A 35-year-old man with a 6-year history of moderate HS presents with recurrent axillary and groin nodules and abscesses that flare approximately monthly. His disease has led to persistent pain, drainage, and functional limitations, affecting both occupational performance and intimacy. Despite treatment with topical clindamycin, intermittent oral antibiotics, and episodic corticosteroids for flares, symptom control remains inadequate.

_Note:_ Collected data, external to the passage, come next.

PR #2759, opened 2026-01-23
Add interrupt 24 handler to share open test

andrewbird:
Some entries in the test matrix for share open twice specify that the open() should cause an Int24 to be generated. Add a handler to the test and see if we got called.

### DIFF
--- a/.github/workflows/create-packages-emscripten.yml
+++ b/.github/workflows/create-packages-emscripten.yml
@@ -15,7 +15,7 @@ jobs:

His decision to decline biologic therapy 2 years prior was based on concerns about treatment duration and potential adverse effects; however, increasing frustration with ongoing disease activity has prompted reevaluation of management options. Given his chronic, relapsing course and significant quality-of-life burden, escalating to a targeted biologic therapy is appropriate to address the underlying inflammatory pathways, reduce flare frequency, and prevent further tissue damage.
“My experience with biologics is: this is not a cure. Patients are still going to get lesions. But they’re not as painful, don’t last as long, and they’re not getting as many new ones,” an attendee said.
With the second case, Nguyen reviewed long-term efficacy data for secukinumab and bimekizumab. For patients who responded well to the initial 4-week secukinumab dosing and continued, 69.8% achieved HiSCR 75 and 47.9% achieved HiSCR 90 at week 104. For bimekizumab, 85.4% of patients maintained HiSCR 50 at 96 weeks, 77.1% maintained HiSCR 75 at 96 weeks, and 57.6% maintained HiSCR 90 at 96 weeks.
“Patients who do well on bimekizumab do really well. At 3 years, about 90% of patients have achieved HiSCR 75,” Nguyen said.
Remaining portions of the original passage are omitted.